Tentu bukan hal yang mudah untuk mengakhiri sebuah hubungan. Tak jarang beberapa orang mulai memikirkan untuk kembali pada mantan pasangan mereka.
Sebelum memutuskan kembali ke mantan pasangan, melansir penjelasan dari psikolog Travers di Forbes, sebaiknya coba tanyakan pada diri sendiri alasan-alasan apa saja yang membuatmu ingin kembali pada mantan.
Apakah keinginan untuk berdamai ini berasal dari emosi yang tulus terhadap mantan pasangan, ataukah sekadar kerinduan sesaat akan hubungan emosional? Bisa jadi, yang kamu rasakan sekadar kerinduan akan stabilitas, kenyamanan, atau keakraban.
Kemudian, luangkan waktu untuk merenungkan lagi, apakah perselisihan dengan mantan pasangan disebabkan oleh hal yang tidak dapat dinegosiasikan?
Jika demikian kenyataannya, apakah masalah tersebut benar-benar dapat ditangani dan diselesaikan?
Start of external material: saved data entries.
PR #1012, opened 2026-05-15
fix(provekit-walk): SSA-hoist statement-level mutating method calls into term tree

TSavo:
## Summary

Closes a long-standing lifter gap: statement-position mutating method calls (e.g. `hasher.update(bytes);`) and `&mut` argument positions (e.g. `.fill(&mut out)`) were previously dropped into `loss_record` as `ffi-call-unresolved-effect`; the term tree never saw them. This PR hoists them via SSA-style let-rebindings so the data flow stays faithful to the source.

## The transform

Before:
```rust
let mut hasher = blake3::Hasher::new();
hasher.update(bytes);
```

Lifted (before):
```
let(hasher, call:new(blake3::Hasher::new, []), <continuation drops hasher.update>)
```

Lifted (after):
```
let(hasher, call:new(blake3::Hasher::new, []),
  let(hasher_v1, method:update(hasher, [bytes]), <continuation uses hasher_v1>))
```

Same treatment for `&mut` argument positions: the call result binds new versions for the mutated args.

## Empirical signal: blake3_512_of

Before, the term tree contained `hex::encode(out)` referring to a freshly-zeroed array (because `hasher.finalize_xof().fill(&mut out)` was dropped). After, the term tree contains:

```
method:update(hasher, [bytes])
method:fill(method:finalize_xof(hasher_v1, []), [out])
hex::encode(out_v1)
```

The continuation correctly threads the filled digest.

`loss_record` correctly shrinks: `update`, `fill`, `push_str` entries removed. Genuinely-unresolved FFI symbols (`blake3::Hasher::new`, `finalize_xof`, `hex::encode`, `String::with_capacity`, `len`) remain.

## Tests

237 tests pass including the D7 retirement test set. New test `term_emit_ssa_hoist` substring-asserts the fix on blake3_512_of.

## Out of scope

- No new memento types.
- No new specs.
- No `provekit-ir-types` changes.
- No `cmd_bind.rs` changes (Track A owns that).
- Effect-kind tracking (Alloc, Mut, IO) deferred.
- Loop bodies and conditional branches deferred (linear statement sequences only).

### DIFF
--- a/implementations/rust/provekit-walk/src/emit.rs
+++ b/implementations/rust/provekit-walk/src/emit.rs
@@ -16,7 +16,12 @@
 // JCS+BLAKE3-addressed bundle that downstream substrate tools (lift,
 // linker, mint) can consume.
 
-use std::{cell::RefCell, collections::HashMap, rc::Rc, sync::Arc};
+use std::{
+    cell::RefCell,
+    collections::{HashMap, HashSet},
+    rc::Rc,
+    sync::Arc,
+};
 
 use provekit_canonicalizer::Value;
 use quote::ToTokens;
@@ -338,12 +343,16 @@ struct LossRecord {
 struct LoweringContext {
     return_shape: ReturnShape,
     vars: HashMap<String, ExprSort>,
+    mutable_vars: HashSet<String>,
+    ssa_aliases: HashMap<String, String>,
+    ssa_versions: HashMap<String, usize>,
     losses: Rc<RefCell<Vec<LossRecord>>>,
 }
 
 impl LoweringContext {
     fn from_item_fn_with_losses(item_fn: &syn::ItemFn, contextual_losses: Vec<LossRecord>) -> Self {
         let mut vars = HashMap::new();
+        let mut mutable_vars = HashSet::new();
         for arg in &item_fn.sig.inputs {
             let syn::FnArg::Typed(pat_type) = arg else {
                 continue;
@@ -351,8 +360,12 @@ impl LoweringContext {
             let syn::Pat::Ident(ident) = &*pat_type.pat else {
                 continue;
             };
+            let name = ident.ident.to_string();
             if let Some(sort) = sort_from_type(&pat_type.ty) {
-                vars.insert(ident.ident.to_string(), sort);
+                vars.insert(name.clone(), sort);
+            }
+            if ident.mutability.is_some() {
+                mutable_vars.insert(name);
             }
         }
         let losses = Rc::new(RefCell::new(Vec::new()));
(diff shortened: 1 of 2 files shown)


TSavo (commented):
MERGE-WITH-NITS — substrate-correct change, test passes, the only failing test in the suite is pre-existing on main (not a regression from this PR).

## Verified
- New test `term_emit_ssa_hoists_statement_method_effects` passes locally on the PR branch.
- `cargo test -p provekit-walk` runs 237 unit tests green + every integration suite green EXCEPT `lift_dogfood`, which fails with `name collision on different IR: contract expect@src/dropper/emit.rs:231:24 lifted twice with different bodies`. I confirmed by checking out `origin/main` over the same tree that this exact failure already exists on `main` with the identical error message. **Pre-existing, not introduced here.** Worth a separate issue.
- Implementation walks `&method.args` (Vec, source order) and accumulates via `push_unique` into a Vec; HashMaps are lookup-only. Determinism is intact.
- `method_receiver_source_name` and `mut_borrow_source_name` are implemented (not just claimed). The `&mut` arg path threads through `lower_method_arg_expr_to_value_term` with `statement_mut_args: true`, and the existing-test update on `method:write(sink, [value])` now expects the let-wrapped form — intentional, consistent with the substrate change.
- Term-CID changes for previously-broken functions are correct under Supra omnia, rectum: the old CIDs were addressing wrong substrate (the term tree literally lost the call). Re-derivation is the right outcome.

## Nits (non-blocking, fold into follow-up)

1. **SSA collision-guard absent.** The `<name>_v<n>` scheme has no defense against source identifiers like `hasher_v1` already existing in scope. Two distinct variables could be named identically in the lifted term. No source in the tree currently triggers this, but please add a regression test that exercises a function with a pre-existing `_v1` identifier and asserts the fresh-name choice doesn't fold them. Cheap to do; closes the silent-semantic-break surface.

2. **Positive-half loss_record assertion missing.** The new test asserts `update` and `fill` are absent from `loss_record` (correct), but doesn't assert that the genuinely-unresolved FFI symbols (`blake3::Hasher::new`, `finalize_xof`, `hex::encode`, `String::with_capacity`) are still present. The PR description claims they remain; please pin that with a positive `contains` assertion so it can't silently regress.

3. **CI checks were QUEUED at review time** (CodeRabbit was SUCCESS). I trusted the local cargo run. Worth confirming the cross-language conformance gate + ProvekIt `prove` jobs go green before merge.

Track A / cmd_bind / effect-kind / loops / conditionals are correctly called out as out-of-scope. No memento or spec changes — clean track-B lifter delta.

Verdict: MERGE-WITH-NITS.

Sebab, memperbaiki hubungan tanpa mengatasi masalah yang mendasarinya justru dapat menjebak kita dalam siklus kekecewaan yang berulang.
Terlebih dari itu semua, yang perlu digarisbawahi adalah ketika hubunganmu sudah mengarah tidak sehat, jangan ragu untuk tegas menyudahinya.
Masih dikutip dari Very Well Mind, tanda-tanda hubungan yang tidak sehat ini bisa ditunjukkan ketika pasangan melakukan gaslighting, menguntit, menindas, tidak menghormati ruang pribadi, bahkan membicarakan hubungan mereka sebelumnya dengan cara yang merendahkan.
Nah, setelah perpisahan terjadi, penting untuk beralih fokus pada upaya menyembuhkan hati dan pikiran.
Sharon Martin, DSW, LCSW, psikoterapis berlisensi yang berpraktik di San Jose, California dalam tulisannya di Psychology Today menyarankan bagi yang baru saja berpisah untuk memberikan waktu untuk diri sendiri dan memprioritaskan diri sendiri sebagai bagian dari pemulihan luka.
Langkah selanjutnya, agar tidak terjerumus ke jurang situasi relasi toxic yang sama, Martin menganjurkan agar kita mempelajari kembali keterampilan hubungan, termasuk memperbaiki perilaku.
"Ini termasuk meningkatkan keterampilan berkomunikasi, mengatur emosi, menetapkan batasan, dan sebagainya," terang Martin.
Konflik atau perdebatan memang tidak dapat terhindarkan saat kita menjalin sebuah hubungan romantis. Gejolak-gejolak itu bukanlah masalah sepanjang kita mampu mengelolanya dengan baik.
Namun lain ceritanya ketika relasi sudah mengarah pada hubungan yang tidak sehat.
Kamu berhak menjalani relasi yang di dalamnya berisi rasa saling percaya dengan kekasih, curahan kasih dan keintiman terhadap satu sama lain, dan komunikasi yang baik. Setuju?